This is my own creation/idea. I Hope this is valid universally for all numbers like 3841 above.
Divide the number in to N integers such that each part is nearly equal to e (Euler number 2.718..). The product will be the maximum. Since the closest integer number to e is 3. Divide 3841 into 1279 parts of value 3 each and two more parts of value 2. After 3, the nearest integer to e is 2.
So the sum is: 3 + 3 + 3 + .... 1279 times + 2 + 2 = 3831
The product of these numbers which is maximum for any partition of 3841:
3¹²⁷⁹ * 2 * 2 ≈ 6.9 * 10⁶¹⁰
You can check up the product of any other partition. It should be less than this.
I hope the following generic solution for any integer sum S is formal and is a valid proof. I give the proof here below.

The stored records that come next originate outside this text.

PR #694, opened 2026-07-07
feat: show download progress

ralgozino:
### Summary 💡

Show download progress for assets > 5MB.

### Description 📝

Implement download progress tracking and content length probing

Show the user the progress of downloads for assets greater than 5MB so it the application does not seem unresponsive on slow connections or big files being downloaded (like flatcar assets).

The progress is not updated dynamically when no-tty is set.

Note that this applies only to HTTP/s3 downloads, for downloads using git (like the distribution or the module's repositories) this is not possible. 

Video (download speed is a little slow so it takes a lot of time):
https://github.com/user-attachments/assets/de1932bb-f165-407e-a520-a6ffda1b28cd

### Breaking Changes 💔

None

### Tests performed 🧪

- [x] Tested that downloads progress is correctly shown with a clean .furyctl folder 
- [x] Tested that logs are not dynamic when --no-tty flag is set.

### Future work 🔧

None

> [!IMPORTANT]
>

~~- [ ] I've updated the `docs/releases/unreleased.md` file (or equivalent)~~ N.A.
- [x] CI is green


pkg/x/net/progress.go
```diff
@@ -0,0 +1,163 @@
...
+
+		return
+	}
+
+	// Rewrite the line in place: \r returns to column 0, then \033[2K clears it.
+	_, _ = fmt.Fprintf(r.tracker.out, "\r\033[2K  Downloading %s: %s", r.name, status)
+}
+
+// humanizeBytes formats a byte count using metric (base-1000) units.
+func humanizeBytes(b int64) string {
```
marcopaggioro, line 152: Have you considered using libraries like https://github.com/dustin/go-humanize/ ?

pkg/x/net/progress.go
```diff
@@ -0,0 +1,163 @@
...
+// are hundreds of MB) aren't mistaken for a hung process.
+type downloadProgressTracker struct {
+	out io.Writer
+	// Draw an in-place animated line; otherwise log so CI/--no-tty stay readable.
+	tty bool
+	// Size from a HEAD probe, used when the GET response has no Content-Length.
+	fallbackTotal int64
+}
+
+// newProgressTracker is a package var so tests can inject a tracker writing to a buffer.
```
marcopaggioro: It seems to me that this function is used not only by tests. Perhaps the comment is obsolete?

ralgozino: nice catch, thanks

pkg/x/net/progress.go
ralgozino: it seems a little overkill to me to introduce an external dependency for something like this (we are not using the library elsewere AFAIK). I would use something from the std-lib if it exists though

pkg/x/net/progress.go
ralgozino: comment updated

smerlos (approved):
LGTM

marcopaggioro (approved):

Let us divide the number (an integer sum) S as :
x1 + x2 + x3 + x4 + .... + xn = S where 1<= x_i <= S
=> xn = (S - x1 - x2 - x3 - .... x_n-1)
Product: P = x1 x2 x3 x4 .... x_n-1 * (S - x1 - x2 - x3 .... - x_n-1) = S
Differentiate partially wrt x1, then partially wrt x2, then partially wrt x3 and so on.. Equate them to 0 for maximization.
dP/d x1 = (x2 x3 x4 ...x_n-1) [S - 2 * x1 - x2 - x3 ....- x_n-1] = 0
=> 2 x1 + x2 + x3 + .... + x_n-1 = S
=> x1 = xn
Similarly when we do dP/d x2, we get x2 = xn and so on...
So the product is maximum when all parts (partitioned parts) are equal.
Now we have to find out the number "S/n" of each part and number "n" of parts in to which S is to be divided.
Sum = S = n * S/n
Product = P = (S/n)^n = S^n / n^n
To find the optimum value of n, differentiate p wrt to n:
Ln P = n Ln S - n Ln n
=> 1/P * d P/ dn = Ln S - n * 1/n - Ln n
= Ln (S/n) - 1
Equating the derivative to 0, we get S/n = e (Euler e = 2.718..)
Thus each part is equal to e and there are S/e parts into which S is divided.
Since this question is integer based, we will have parts equal to 3 if the number is completely divisible by 3. Otherwise, we will have either one part or two parts of value 2.